**** Exercise data ****

Issue #2701, opened 2019-11-25
UUID: gputemperature@silentage.com


Padre2:
`
 * Applet version/Build date (toVersion 2.0.0 (2019-10-25 12:22:15)
 * Cinnamon version 4.4
 * Distribution - (Mint 17.2, Arch, Fedora 25, etc...)
 * Graphics hardware AMD

**Notify author of applet**
 gputemperature@silentage.com

**Issue**
Warning:  This applet contains function calls that will possibly cause Cinnamon to crash or freeze.

Some times will not load, but if loaded may cause cinnamon to crash.

Padre2:
@silentage.com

****

● What this task involves
The expected result is a copy of each line in the records where "version" appears.

● Completed task
 * Applet version/Build date (toVersion 2.0.0 (2019-10-25 12:22:15)
 * Cinnamon version 4.4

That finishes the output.